I've been rendering a rotating group of spheres with the perspective camera. I make the spheres somewhat transparent using the alpha value of the color that I assign, and I've noticed that the perspective and transparency combine in an unexpected way. I'm not sure this is a bug, but I'm not sure what I should do about it. You can see the issue by running the script below. Notice that the spheres that look smaller (so should be farther away) sometimes appear like they are in front of the larger, closer spheres. My best explanation is that the alpha value is applied as a surface density, so that distant spheres, which are smaller on-screen, have a higher alpha density on-screen so they are effectively less transparent. Does that make sense? Does anyone know how I could make this look more natural? I suppose I could set the alpha value dynamically based on distance from the camera, but I'm hoping there is an easier way.

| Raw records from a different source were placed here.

Issue #888, opened 2024-08-02
psycopg 3.2 causing SEVERE performance degredation


davidgrohmann:
We recently pulled in psycopg3.2 through a regular pipenv upgrade cycle and it has killed performance across a few apps. Unfortunately I don't have any exact measurements to point to, but something has changed, and reverting to 3.1.x solved the problem.

I don't know if this is the queries themselves returning slower or  if it is establishing a connection or what.

I'm posting this here as a warning and hopefully if others see same problem and can post more details.

I apologize for not bringing any evidence

dvarrazzo:
Compared to which version?

jameschristopher:
This may or may not be related but I've noticed a new error `connection timeout expired` in pure python psycopg >3.1.19. This occurs when running under gevent. Pinning to ==3.1.19 does not cause this error. It's connecting to pgbouncer so I doubt it's a postgres side problem. Thank you @dvarrazzo for your continue work on this project.

mtvx:
I'm witnessing similar(ish) behavior bumping to 3.2, seeing a bunch of randomish `connection timeout expired`.

The problem should be along the lines https://github.com/psycopg/psycopg/blob/00c6625d4735b7fe774e517e87f7daadc41a82f6/psycopg/psycopg/connection.py#L101-L103 which got refactored in https://github.com/psycopg/psycopg/pull/766.

I added timing information to the lines before and after the connection attempts, and the code got into https://github.com/psycopg/psycopg/blob/00c6625d4735b7fe774e517e87f7daadc41a82f6/psycopg/psycopg/connection.py#L118-L119 without actually waiting for the given `connect_timeout`. For example, with 10s given as connect timeout, the code got into raising state in just some milliseconds.

Didn't go deeper as I'm not really familiar with that code.

Anyway, something flawed in the new waiting logic?

jameschristopher:
That's interesting, I have also found it to be random. I thought maybe their was truly some kind of constraint on my pgBouncer instance, but it is managed by Heroku, so that seemed unlikely. And it wasn't during any kind of high load either.

jameschristopher:
As a follow up, after more analysis I determined that the `connection timeout expired` errors were occurring when my app was over my Heroku dyno's memory soft limit. I was able to solve the problem by increasing my Heroku dyno size to get more memory. Not sure what the underlying mechanics are of this, but incase anyone stumbles across this issue I want them to have a solution, such as it is.

jhrr:
[...]

PR #1085, opened 2025-05-10
Better logging

dvarrazzo:
After the struggle in figuring out slowness on connection (#888, #1055), improving and documenting connection logging.

See the docs change for an example of the logging produced. It should help to figure out the connection attemtps and where any stops.

### DIFF
--- a/docs/basic/usage.rst
+++ b/docs/basic/usage.rst
@@ -236,3 +236,55 @@ integration between your Python program and your PostgreSQL database:
 - If you want to customise how Python values and PostgreSQL types are mapped
   into each other, beside the :ref:`basic type mapping <types-adaptation>`,
   you can :ref:`configure your types <adaptation>`.
+
+
+.. _logging:
+
+Connection logging
+------------------
+
+Psycopg uses the `logging` module to report the operations happening at
+connection time. If you experience slowness or random failures on connection
+you can set the ``psycopg`` logger at ``DEBUG`` level to read the operations
+performed.
+
+A very simple example of logging configuration may be the following:
+
+.. code:: python
+
+    import logging
+    import psycopg
+
+    logger = logging.getLogger()
+    logging.basicConfig(level=logging.DEBUG, format="%(asctime)s %(levelname)s %(message)s")
+
+    logging.getLogger("psycopg").setLevel(logging.DEBUG)
+
+    psycopg.connect("host=192.0.2.1,localhost connect_timeout=10")
+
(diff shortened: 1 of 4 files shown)


docs/basic/usage.rst
```diff
@@ -236,3 +236,55 @@ integration between your Python program and your PostgreSQL database:
...
   into each other, beside the :ref:`basic type mapping <types-adaptation>`,
   you can :ref:`configure your types <adaptation>`.
+
+
+.. _logging:
+
+Connection logging
+------------------
+
+Psycopg uses the `logging` module to report the operations happening at
```
asqui, line 246: Is it worth clarifying that this is the _standard library_ logging module (as opposed to a psycopg internal logging module)?

Is it easy to link to https://docs.python.org/3/library/logging.html

docs/basic/usage.rst
```diff
@@ -236,3 +236,55 @@ integration between your Python program and your PostgreSQL database:
...
+performed.
+
+A very simple example of logging configuration may be the following:
+
+.. code:: python
+
+    import logging
+    import psycopg
+
+    logger = logging.getLogger()
```
asqui, line 258: This line is not needed? `logger` is not used in the example.

asqui (commented):
Nice docs, as always.

Made a couple of unsolicited drive-by-review comments 😜

docs/basic/usage.rst
dvarrazzo: The above links to the stdlib docs indeed (see [rendered version](https://www.psycopg.org/psycopg3/docs/basic/usage.html#connection-logging)). No hurt in making it
```
uses the stdlib `logging` module"
```
though. Thank you!

docs/basic/usage.rst
dvarrazzo: Ah you are right. WIll remove it. Thank you for the "dive-by" review! :smile:

docs/basic/usage.rst
asqui: Ah nice, is that Sphinx magic? (I'm big on documentation, in general, but am a complete Sphinx newb!)

dvarrazzo: Yes, "[intersphinx](https://www.sphinx-doc.org/en/master/usage/extensions/intersphinx.html)"

https://github.com/psycopg/psycopg/blob/48a151b805224f090577341e7809cd7fc9fcc3a3/docs/conf.py#L95-L99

using GLVisualize, GeometryTypes, Reactive, GLAbstraction, Colors
using Quaternions

ncolors = 5
cols = distinguishable_colors(ncolors)
eyepos = Vec3f0(300)
lookat = Vec3f0(0)
num_neurons = 100
col_idxs = zeros(Int,num_neurons)
nsamps = 200
space_sz = (221,241,139)
ctr = Vec3f0(space_sz)./2
cellradius = 10.0f0
angles = linspace(0.0f0, 2*pi, nsamps)
res = (800,600)
locs = []
spheres = []
window = glscreen(resolution=res, color=RGBA(0,0,0,0))
allcells = Array(GLAbstraction.Context{GLAbstraction.DeviceUnit},num_neurons)
cam = PerspectiveCamera(window.inputs, eyepos, lookat)
model = Signal(eye(Mat4f0))


#random locations, centered on origin, density changes continuously from corner-to-corner
for i = 1:num_neurons
    push!(locs, Vec3f0(map(x->(rand(1:sqrt(x)))^2, space_sz))-ctr)
end

for i = 1:num_neurons
    #assign location in space
    s = Sphere(Point(locs[i]), cellradius)
    push!(spheres, s)
    cell = GLNormalMesh(spheres[i], 24)
    #assign a random color
    col_idxs[i] = rand(1:ncolors)
    c = cols[col_idxs[i]]
    v = visualize(cell, color= RGBA{Float32}(red(c), green(c), blue(c), 0.5f0), model=model)
    allcells[i] = v
    _view(v, window, camera=cam)
end

@async renderloop(window)
t = 1
m =
while isopen(window)
    push!(model, rotationmatrix_z(angles[mod1(t, nsamps)]))
    yield()
    ModernGL.glFinish()
    sleep(0.1)
    t += 1
end
GLWindow.destroy!(window)

[SimonDanisch]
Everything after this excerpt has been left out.